Grâce aux Brasseries et aux Églises (fermées il y a peu par décret et rouvrant depuis peu par l'opération du Saint-Esprit), grâce à la religion et à une espèce de syndrome de Stockholm, la souffrance, le malaise et le retard palpables, que nous accusons à chaque seconde qui passe sous Biya, nous paraissent choses naturelles et peu honteuses.

La science ne peut encore rien nous dire de Paul Biya, elle fait une faute (thématique, axiologique, méthodologique) en s'intéressant de la sorte à l'homme-dieu d'Etoudi. Qui règne à partir d'un îlot de luxe, un palais pourvu de toutes les commodités possibles et imaginables, mais à quelques mètres duquel, l'eau courante ne coule qu'au compte-gouttes. On se ravitaille dans les rivières!

À Emana et à Etoudi proprement dit, c'est tout le monde qui dîne aux chandelles, l'énergie alimente comme elle peut. La sécurité y est ce qu'elle est: il y a quelques mois un journaliste du quotidien Le Jour a été sauvagement assassiné dans les environs du palais, sans que cela ne trouble le sommeil du souverain. Qu'on imagine se reposant en permanence sur les lauriers tressés par ses conseillers spécieux. Dormant sur ses deux oreilles. Du sommeil des justes.

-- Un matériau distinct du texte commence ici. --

PR #8040, opened 2019-10-11
Remove dead code

connorshea:
## Description
This removes dead code for the Activities SubPanel. I couldn't figure out how to cause anything involving this code to occur, the code isn't covered at all in the test suite (suggesting to me that it's at least _not_ ever used in the test suite, not that that means a lot with only 10% coverage), and as far as I can tell the subpanels are handled in a generic way in the current iteration of SuiteCRM.

## Motivation and Context
I originally started this by trying to turn it into a Smarty template, but I couldn't figure out where the code was used.

## How To Test This

Mess with a bunch of views and see if anything looks broken or if there are errors in `php_errors.log`.

Also make sure the test suite passes, obviously.

## Types of changes
Technical debt :)

### Final checklist


Dillon-Brown:
Agreed this doesn't actually get used anywhere. I think we'd need this to go to develop anyway though as someone might have a ```require_once``` pointing to these files.

PR #8042, opened 2019-10-11
Ignore vendored library files in .codecov.yml

connorshea:
This now matches the coverage tracking in hotfix.

Make sure this passes CI, obviously, and make sure it's valid and makes sense.

Here's the file on hotfix for comparison: https://github.com/salesagility/SuiteCRM/blob/hotfix/.codecov.yml


cameronblaikie:
Assessed :+1:

PR #8050, opened 2019-10-14
Fix #8001 Non-distinct person entries for each meeting/call invited to

### LINKED ISSUE #8001: API returns non-distinct values in Person modules
#### Issue

(EDIT: The following applies to Contacts and Leads as well)

The `/module/Users` endpoint returns nonsense since 7.11.4.

Instead of returning one record for each User, it returns one record for each user's calls and meetings. 
So if admin has 10 calls and 10 meetings, there are at least 20 admin user records in the results. 

This makes it nearly impossible to get a list of CRM Users. 

In a vanilla instance with demo data, there are 2,125 User records returned even though there are only 7 users. 

The problem was introduced by #7147

The root cause seems to be the `c_accept_status_fields` and `m_accept_status_fields` fields. These cause a `LEFT JOIN` to be added to the query which sends everything into chaos. 

#### Expected Behavior

The Users api endpoint returns one record for each user

#### Actual Behavior

The Users api endpoint returns multiple copies of each user (if they are invitees on any Meetings/Calls). The pagination is completely off and it's nearly impossible to get a list of active users on an instance. 
#### Possible Fix

I'm not completely sure. A quick bandaid would be to figure out how to turn the `singleSelect` off for the Users module. 

##### Scenario 1: Fresh Instance
(Assuming less than 100 users)

1. Spin up a fresh instance (no dummy data) and configure the API. 
2. Do a `GET` to `/Api/V8/module/Users?page[size]=100`
3. You should receive a record for each User and the `meta.records-on-this-page` should equal your user count (assuming you have less than 100 users)
4. Log in to the UI and create **2** Meetings. Your user should be one of the invitees on each.
5. Do a `GET` to `/Api/V8/module/Users?page[size]=100` 

Expected : same results as step 3.
Actual : There will be n+1 results. The User with 2 meetings will be returned twice.

##### Scenario 2: Instance with Dummy Data

1. Set up the instance and configure API
2. Do a `GET` to `/Api/V8/module/Users?page[size]=100`

Expected : 7 results
Actual : 100 results - mostly duplicates. 

#### Context

I am trying to get a list of Active Users.

i think that this is high priority because this is an important and common endpoint. 

#### Your Environment

* SuiteCRM Version used: 7.11.8
* Environment name and version (e.g. MySQL, PHP 7): LAMP
* Operating System and version (e.g Ubuntu 16.04): LAMP

Jason-Dang:
## Description

- Set default field list from field definitions as is done in core when no fields given.
- Filter relationship info fields from default field list to prevent extra joins for accept status fields.

## Motivation and Context

Fixes issue https://github.com/salesagility/SuiteCRM/issues/8001 where duplicate entries are returned for every meeting/call the person records is an invitee of.

## How To Test This

- Create Contact, User, Lead.
- Create any number of meetings/calls (at least 2) and add the person records as invitees.
- Make a get list call for each person module and see that duplicates are returned corresponding to the number of meetings/calls invited to.

## Types of changes

### Final checklist

### DIFF
--- a/Api/V8/Service/ModuleService.php
+++ b/Api/V8/Service/ModuleService.php
@@ -113,6 +113,23 @@ class ModuleService
         $limit = $size === BeanManager::DEFAULT_ALL_RECORDS ? BeanManager::DEFAULT_LIMIT : $size;
         $deleted = $params->getDeleted();
 
+        if (empty($fields)) {
+            $fields = array_column($bean->field_defs, 'name');
+        }
+
+        $filteredFields = array_filter(
+            $fields,
+            function ($field) use ($bean) {
+                return (
+                    in_array($field, array_column($bean->field_defs, 'name'), true)
+                    && (
+                        empty($bean->field_defs[$field]['link_type'])
+                        || $bean->field_defs[$field]['link_type'] !== 'relationship_info'
+                    )
+                );
+            }
+        );
+
         $beanListResponse = $this->beanManager->getList($module)
             ->orderBy($orderBy)
             ->where($where)
@@ -120,6 +137,7 @@ class ModuleService
             ->limit($limit)
             ->max($size)
             ->deleted($deleted)
+            ->fields($filteredFields)
             ->fetch();
 
         $data = [];


Api/V8/Service/ModuleService.php
```diff
@@ -113,13 +113,31 @@ public function getRecords(GetModulesParams $params, Request $request)
         $limit = $size === BeanManager::DEFAULT_ALL_RECORDS ? BeanManager::DEFAULT_LIMIT : $size;
         $deleted = $params->getDeleted();
 
+        if (empty($fields)) {
+            $fields = array_column($bean->field_defs, 'name');
+        }
+
+        $filteredFields = array_filter(
+            $fields,
+            function ($field) use ($bean) {
```
Dillon-Brown:
```suggestion
            static function ($field) use ($bean) {
```

Api/V8/Service/ModuleService.php
```diff
@@ -113,13 +113,31 @@ public function getRecords(GetModulesParams $params, Request $request)
...
+                return (
+                    in_array($field, array_column($bean->field_defs, 'name'), true)
+                    && (
+                        empty($bean->field_defs[$field]['link_type'])
+                        || $bean->field_defs[$field]['link_type'] !== 'relationship_info'
+                    )
+                );
+            }
+        );
+
```
PedroErnst: Potentially worth extracting this bit into its own function. The `getRecords` function is already very long.

Dillon-Brown: Even better would be to split it out the entire function into separated classes imo. Obviously not a required change though :).

Jason-Dang: Hey hey hey, if you want me to re-write  everything just say ;) I've extracted the new logic to BeanManager class after debating a few places to put it.

willrennie:
Assessed. Fix working as documented :+1:

PR #8073, opened 2019-10-16
Remove all uses of get_magic_quotes_gpc.

connorshea:
This doesn't touch the vendored HTMLPurifier, which does still use this function.

[It always returns `FALSE` since PHP 5.4](https://www.php.net/manual/en/function.get-magic-quotes-gpc.php), and 7.4 deprecates it entirely. This PR removes those branches of code that never get touched.

Part of #8057.

`get_magic_quotes_runtime` is also deprecated, but it's only used in vendored libraries, so I haven't touched them.

### DIFF
--- a/include/utils.php
+++ b/include/utils.php
@@ -2294,22 +2294,11 @@ function clean_incoming_data()
     global $sugar_config;
     global $RAW_REQUEST;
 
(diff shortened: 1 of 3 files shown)


Mac-Rae:
Assessed :+1:

PR #8075, opened 2019-10-16
Fix misc PHP 7.4 deprecations

connorshea:
## Description
This fixes these three deprecation warnings from PHP 7.4:

```
Deprecated: The behavior of unparenthesized expressions containing both '.' and '+'/'-' will change in PHP 8: '+'/'-' will take a higher precedence in /home/travis/build/salesagility/SuiteCRM/modules/InboundEmail/InboundEmail.php on line 1817

Deprecated: Unparenthesized `a ? b : c ? d : e` is deprecated. Use either `(a ? b : c) ? d : e` or `a ? b : (c ? d : e)` in /home/travis/build/salesagility/SuiteCRM/modules/InboundEmail/InboundEmail.php on line 4366

Deprecated: The behavior of unparenthesized expressions containing both '.' and '+'/'-' will change in PHP 8: '+'/'-' will take a higher precedence in /home/travis/build/salesagility/SuiteCRM/modules/Users/authentication/SugarAuthenticate/SugarAuthenticate.php on line 404
```

Make sure the tests pass.

I'm not 100% sure the fix for InboundEmail's ternary expression is the correct fix, so please check that especially :)

Part of #8057.

### DIFF
--- a/modules/InboundEmail/InboundEmail.php
+++ b/modules/InboundEmail/InboundEmail.php
@@ -1814,7 +1814,7 @@ class InboundEmail extends SugarBean
                 'mbox' => $mailbox,
                 'totalcount' => $total
             );
-            $GLOBALS['log']->info("INBOUNDEMAIL: $status : Downloaded " . $start + sizeof($searchResults) . "messages of $total");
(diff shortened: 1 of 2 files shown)


Mac-Rae:
Assessed :+1:

PR #7196, opened 2019-04-17
*WIP Fix/inspections language migration

Dillon-Brown:
## Description

- Use PHP_SAPI, PHP_VERSION and M_PI constant instead of function calls.
- Removed alias functions and instead call origin.
- Replace ```dirname(__FILE__)``` with ```__DIR__```.
- Replace ternary operator with ["Elvis operator"](https://en.wikipedia.org/wiki/Elvis_operator).
- ```instanceof``` can be used.
- Replace ```is_null``` with ```$var === null```.

## Motivation and Context

1. Constants for these functions have been available since [PHP 4](https://www.php.net/manual/en/function.phpversion.php).
2. Alias functions simply reference other functions, this can cause surprises like ```magic_quotes_runtime``` being dropped in PHP 7.0.
3. ```__DIR__``` is equal to ```dirname(__FILE__)```, see [docs](https://www.php.net/manual/en/language.constants.predefined.php).
4. Simplify ternary operator.
5. ```instanceof``` is a language construct and should be preferred.
6. ```$var === null``` should be preferred over function call ```is_null```.

## How To Test This

See Travis, this should not change existing functionality.

## Types of changes

- [X] Bug fix (non-breaking change which fixes an issue)
- [ ] New feature (non-breaking change which adds functionality)
- [ ] Breaking change (fix or feature that would cause existing functionality to change)

### Final checklist

- [X] My code follows the code style of this project found [here](https://docs.suitecrm.com/community/contributing-code/coding-standards/).
- [ ] My change requires a change to the documentation.
- [X] I have read the [**How to Contribute**](https://docs.suitecrm.com/community/contributing-code/) guidelines.

PR #8076, opened 2019-10-16
Fix a deprecated usage of join.

connorshea:
join is an alias of implode. PHP 7.4 deprecates using the delimiter as the second argument.

Part of #8057. See also #8058.

### DIFF
--- a/include/SubPanel/SubPanelTiles.php
+++ b/include/SubPanel/SubPanelTiles.php
@@ -381,7 +381,7 @@ class SubPanelTiles
             array_push($tab_names, $tab);
         }
 
-        $tab_names = '["' . join($tab_names, '","') . '"]';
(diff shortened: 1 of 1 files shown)


gunnicom:
I think we should use not both join and implode. It would be better to use one or the other.
Quick search fund 528 implode( in my instance and 207 join(
I prefer implode as it is the opposite of explode, and join is "only" an alias.

Dillon-Brown:
@gunnicom Agreed, we should remove alias functions. I had a PR for this here: https://github.com/salesagility/SuiteCRM/pull/7196 but it will need rebased. Should be good to just merge this one in now and fix all the alias stuff in another PR.

cameronblaikie:
Assessed :+1:

PR #8080, opened 2019-10-17
Replaced alias functions

Dillon-Brown:
## Description

There's no reason to use aliases when we can just call the origin.

## Motivation and Context

https://github.com/salesagility/SuiteCRM/pull/8076#issuecomment-543129911

## How To Test This

There's really no differences to test here, I would just look at Travis which will lint all the modified files.

## Types of changes

- [X] Bug fix (non-breaking change which fixes an issue)
- [ ] New feature (non-breaking change which adds functionality)
- [ ] Breaking change (fix or feature that would cause existing functionality to change)

### Final checklist

- [X] My code follows the code style of this project found [here](https://docs.suitecrm.com/community/contributing-code/coding-standards/).
- [ ] My change requires a change to the documentation.
- [X] I have read the [**How to Contribute**](https://docs.suitecrm.com/community/contributing-code/) guidelines.

PR #8085, opened 2019-10-17
Fix a deprecated string concatenation.

connorshea:
This was originally done in #8075 but was overridden by #8080.

@Dillon-Brown 👀


Dillon-Brown:
Whoops, not sure how I missed that one..... Will get this merged soon as Travis passes.

PR #8074, opened 2019-10-16
Remove deprecated helper files

connorshea:
## Description
This code hasn't really been touched in years (other than with formatting commits that changed pretty much every file in the repo) and were marked as deprecated before SuiteCRM was even forked. So I've removed them.

## How To Test This
Make sure the test suite passes, I guess?

## Types of changes
- [ ] Bug fix (non-breaking change which fixes an issue)
- [ ] New feature (non-breaking change which adds functionality)
- [x] Breaking change (fix or feature that would cause existing functionality to change)

### Final checklist
- [x] My code follows the code style of this project found [here](https://docs.suitecrm.com/community/contributing-code/coding-standards/).
- [ ] My change requires a change to the documentation.
- [x] I have read the [**How to Contribute**](https://docs.suitecrm.com/community/contributing-code/) guidelines.

PR #8089, opened 2019-10-17
Remove support for FreeTDS.

connorshea:
## Description
FreeTDS is an offshoot of MS SQL, but we don't test it, haven't updated anything related to it in years, and don't seem to mention support for it anywhere outside a few places in the code. The docs do not mention it anywhere.

This PR removes it entirely.

## Motivation and Context
FreeTDS support is presumably not working anymore (or if it works, it's a miracle). There's not a single commit, issue, or PR in all of SuiteCRM that refers FreeTDS, besides the one I opened yesterday that removes the FreeTDSHelper (#8074) and another where some formatting of a language file got messed up and happened to modify the line for FreeTDS's language string.

Essentially, this code is unused, unsupported, and unadvertised.

## How To Test This
🤷‍♂ Just make sure the tests pass and MySQL/MS SQL continues to work fine.

## Types of changes

### Final checklist


Mac-Rae:
I've tested this and it looks to be working fine, however, I have a few issues that I believe may be unrelated or an issue with my testing environment. Could @cameronblaikie take a second look at this?

What needs to be tested;
Case module (User communication via update field)
Inline Editing
Run an R&R and check for output

willrennie:
I am aware of some projects/people using the FreeTDS service within SuiteCRM so @connorshea I don't think a straight removal would be the best solution here. Just wondering if you think it is worth us looking at updating and putting some work into publicising the compatibility...

horus68:
self ping on language changes

connorshea:
@willrennie I'm generally of the opinion that supporting fewer configurations is usually better, especially when it comes to something core to the functionality of the CRM like a database.

But if there are users that are actually using SuiteCRM with FreeTDS, then I guess we shouldn't remove it. That said, I don't think it's worth updating and I definitely wouldn't encourage its usage.

PR #8093, opened 2019-10-18
Remove all deprecated Smarty files.

connorshea:
Smarty is included via Composer now (#7591, #7729), so these files can be removed. If anyone is requiring these files in their custom code, they should make sure to remove those requires.

All Smarty plugins remain as-is.


Mac-Rae:
Assessed :+1:

PR #10686, opened 2025-06-15
Add IN and NOT IN operators to V8 API

kale1d0code:
Add IN and NOT IN operators to V8 API

## Description
Adds ```IN``` and ```NOT IN``` operators to V8 API
example useage within Filter Query String
```
filter[id][IN]=REDACTED,REDACTED,REDACTED,REDACTED,REDACTED,REDACTED,REDACTED,REDACTED
```
this change handles the case if the operator of the filter is either IN or NOT IN which is to check the value is a string, explode it and quote each value. The other operators behave as they done before. (I have changed how the quote wrapping is done as I don't how how much db->quote is doing to wrap values however I may adjust this after further investigation)

## Motivation and Context

I have built a GraphQL like API Client which consumes the SuiteCRM V8 API. when resolving relationships within the graph using the V8 relationship endpoint, the records returned do not contain relationship information; this requires an additional fetch. Without this change this graphing API client will need to make an additional fetch for each record within a relationship. The amount of fetching increases exponentially with the complexity of the graph it is resolving. This change allows the graphing API client to make one fetch for all records at once for a link to get the additional relationship information, whilst also allowing it to do other filtering for each tier of the graph.

The graphing API client doesn't internally use the NOT IN operator but this was included for other use cases (checking a value in a field is not in a list). The Addition of the IN and NOT IN operators significantly improves the performance of this graphing API client as well as enriches the filtering capabilities of the V8 API.

## How To Test This

execute a GET query to the SuiteCRM API which uses filters. and use this filter to get records which values are either in or not in the list you provide.

## Types of changes

### Final checklist

### DIFF
--- a/Api/V8/JsonApi/Repository/Filter.php
+++ b/Api/V8/JsonApi/Repository/Filter.php
@@ -13,6 +13,9 @@ class Filter
     public const OP_LTE = '<=';
     public const OP_LIKE = 'LIKE';
 
+    public const OP_IN = 'IN';
+    public const OP_NOT_IN = 'NOT IN';
+
     public const OP_AND = 'AND';
     public const OP_OR = 'OR';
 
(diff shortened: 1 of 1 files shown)


kale1d0code:
Hi this has been left over almost a year now.

is it likely that is will be part of the CRM system or am i going to have to make some kind of plugin and charge people for it?

PR #10783, opened 2026-03-04
fix(api): prevent invalid JSON when creating Users via v8 API

### LINKED ISSUE #9002: Invalid JSON response when creating user via V8 API
Hey everyone, I hope y'all enjoyed your holidays.
I want to create SuiteCRM users via the V8 api, but the response is invalid json and contains some generic validation error message.

#### Issue

Create a new User by calling:
```POST https://mysuitecrm.com/Api/V8/module```
```
{
  "data": {
    "type": "Users",
    "attributes": {
      "user_name": "mail@example.org",
      "first_name": "John",
      "last_name": "Doe",
      "external_auth_only": 1,
      "status": "Active",
      "email1": "mail@example.org",
      "email_addresses": "mail@example.org",
      "email_addresses_primary": "mail@example.org"
    }
  }
}
```

The user will be created, but the response looks like this:
```
{
    "data": {
        "type": "User",
        "id": "1acd4bbf-7f8c-4e6f-aa92-5fea6e799b74",
        "attributes": {...}
    }
}Sie müssen einen Benutzernamen und eine E-Mail Adresse angeben.
```

The response includes the error messages string in the end. It translate to "You must specify a username and an e-mail address".

#### Expected Behavior

There shouldn't be any clear-text error messages appended to the JSON

#### Actual Behavior
There is a generic error message string appended to the JSON response

#### Possible Fix
Not sure

#### Steps to Reproduce
See above. Create User via API

#### Context

It's a blocker for me, since the API response can't be parsed properly by my user creation script.

#### Your Environment

* SuiteCRM Version used: 7.11.15

MohamedMBG:
Fixes #9002 — Invalid JSON response when creating Users via the v8 API.

Problem

Creating a User through the v8 /Api/V8/module endpoint could return a response body that starts as valid JSON but then has extra plaintext appended (e.g. language strings like LBL_PROVIDE_USERNAME_AND_EMAIL or Access Denied). This breaks JSON parsing on API clients even though the user record is created successfully.

Root cause

During User->save() for new users, SuiteCRM may include modules/Users/GeneratePassword.php. That script historically behaves like a UI/AJAX entry point and uses echo to return status/messages. When it’s included during an API request, those echo outputs are written to stdout and end up in the API response body, corrupting the JSON.

Fix

Suppress stdout output from GeneratePassword.php when it’s executed in a non-direct context (i.e., included during a save/API flow). In that case, messages are logged instead of echoed, ensuring the v8 response remains valid JSON. Direct usage as an entry point/action continues to behave as before.

Tests

Adds a v8 API test that creates a User without user_hash (to exercise the original path) and asserts the response is valid JSON and parses cleanly.


shubham-pawar:
@MohamedMBG please sign the CLA.

PR #10789, opened 2026-03-22
Fix typo in timing global

martin-pettersson:
I'm not at all familiar with the code base but glossing through it this seems like a typo since I can't find another occurrence of this variable, but found a couple of references to `$GLOBALS['startTime']`.


shubham-pawar:
@martin-pettersson thank you!

PR #10869, opened 2026-06-29
Fix #10763 issue with SMTP credentials wrong after changing a field in outbound email settings

### LINKED ISSUE #10763: SMTP credentials wrong after changing a field in outbound email settings
### Issue

Without changing username or password (or anything important related to the SMTP connection), after re-saving the outbound mail record I can't send out mails anymore.

First it works after testing / sending the SMTP record.
With that:
Image
I assumed, I can change the name / signature without entering the password again.

However, after saving a new signature, the SMTP doesn't work anymore:

Image

```
3: Connection: opening to ssl://smtp.domain.com:465, timeout=300, options=array()
3: Connection: opened
2: SERVER -> CLIENT: 220 domain.com (usr106) Nemesis ESMTP Service ready

1: CLIENT -> SERVER: EHLO suitecrm892.demo

2: SERVER -> CLIENT: 250-web.de Hello suitecrm892.demo [89.244.94.37]
250-8BITMIME
250-AUTH PLAIN LOGIN
250 SIZE 141557760

1: CLIENT -> SERVER: AUTH LOGIN

2: SERVER -> CLIENT: 334 VXNlcm5hbWU6

1: CLIENT -> SERVER: ---obfuscated---
2: SERVER -> CLIENT: 334 UGFzc3dvcmQ6

1: CLIENT -> SERVER: ---obfuscated---
2: SERVER -> CLIENT: 535 Authentication credentials invalid

1: SMTP ERROR: Password command failed: 535 Authentication credentials invalid

3: SMTP Error: Could not authenticate.
1: CLIENT -> SERVER: QUIT

2: SERVER -> CLIENT: 221 domain.com Service closing transmission channel

3: Connection: closed
3: SMTP Error: Could not authenticate.
```

### Possible Fix

_No response_

```bash
1. I've setup an (SMTP) outbound email account and everything works fine.
2. Then I'll change sth. like the name of the record or the signature
3. Afterwards SMTP won't work anymore
```

### Context

_No response_

### Version

8.9.2

Chrome

### Browser Version

_No response_

### Environment Information

MariaDB, PHP8.3

Ubuntu 24

maku-92:
## Description

Fixes Outbound Email password bug. When re-saving a setting that is not the password in the Outbound Email settings, the password is still changed and the SMTP does not work anymore. See issue #10763

## Motivation and Context

Leaves the password unchanged when changing a different setting.

## How To Test This

1. Set up an Outbound Email account that requires a password
2. Go back and change a setting that is not the set password
3. Save
4. Send test email

## Types of changes

### Final checklist

### DIFF
--- a/modules/OutboundEmailAccounts/OutboundEmailAccounts.php
+++ b/modules/OutboundEmailAccounts/OutboundEmailAccounts.php
@@ -121,6 +121,7 @@ class OutboundEmailAccounts extends OutboundEmailAccounts_sugar
                 $this->mail_smtppass = $bean->mail_smtppass;
             }
         }
+
         $this->mail_smtppass = $this->mail_smtppass ? blowfishEncode(blowfishGetKey('OutBoundEmail'), $this->mail_smtppass) : null;
 
         if ($this->auth_type === 'basic') {
@@ -390,6 +391,11 @@ class OutboundEmailAccounts extends OutboundEmailAccounts_sugar
 
         foreach ($this->field_defs as $field => $field_def) {
             if (empty($field_def['display']) || $field_def['display'] !== 'writeonly') {
+                continue;
+            }
+
+            // Skip mail_smtppass field as it is handled separately handled in save() and retrieve() methods
+            if (($field_def['name'] ?? '') === 'mail_smtppass') {
                 continue;
             }
 


modules/OutboundEmailAccounts/OutboundEmailAccounts.php
```diff
@@ -121,7 +121,11 @@ public function save($check_notify = false)
                 $this->mail_smtppass = $bean->mail_smtppass;
             }
         }
-        $this->mail_smtppass = $this->mail_smtppass ? blowfishEncode(blowfishGetKey('OutBoundEmail'), $this->mail_smtppass) : null;
+
+        $fromPOST = isset($_POST['mail_smtppass']) && $_POST['mail_smtppass'] !== '';
+        if($fromPOST) {
+            $this->mail_smtppass = blowfishEncode(blowfishGetKey('OutBoundEmail'), $_POST['mail_smtppass']);
+        }
```
clemente-raposo: Hi @maku-92, its not a good practice to look into $_POST, $_REQUEST or $_GET with the bean save, it should be avoided ideally. As an alternative you can check the value against the previous value, that is available in the $fetched_row. If the current value is the same as the one on the fetched row, you can skip the enconding. 

An extra note, that in this scenario we cannot apply since this is using a specific blowfishkey, but it is also possible to use the `'db_encrypted' => true` could be set on the vardefs. However, this does not use the 'OutBoundEmail' blowfish key.

Plus the code above, is also working with mail_smtppass so we could re-write this to have a more unified code.

johnM2401 (dismissed):

johnM2401 (approved):

clemente-raposo (approved):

On sait que souvent universitaire ou chercheur ne sont encore au Cameroun que des catégories administratives. Dans l'Administration de ce peuple de fonctionnaires, l'élément le plus intègre ne résisterait pas à quelques millions bien placés.Et pour cause, quand on vit dans un pays promoteur des fiefs et protecteur des serfs, tout le monde n'aspire plus qu'à s'asservir volontairement, à se prostituer, à s'esclavager, au point que le Walk Free Foundation et la Fondation Mo Ibrahim nous ont distingués comme un peuple d'esclaves.

Où l'on perpétue l'habitude du malheur (Remember Mongo Beti)

Où en est-elle, qu'est devenue au juste la décentralisation, qui devait anémier tout ce qu'il y a de central dans ce régime? Enterrée avec pères, maires et conseillers municipaux dans des fosses communes? C'est à vous rendre sympathique d'avoir eu la plus mauvaise idée politique formulée et défendue depuis la démission d'Ahidjo: fédéraliser le Cameroun.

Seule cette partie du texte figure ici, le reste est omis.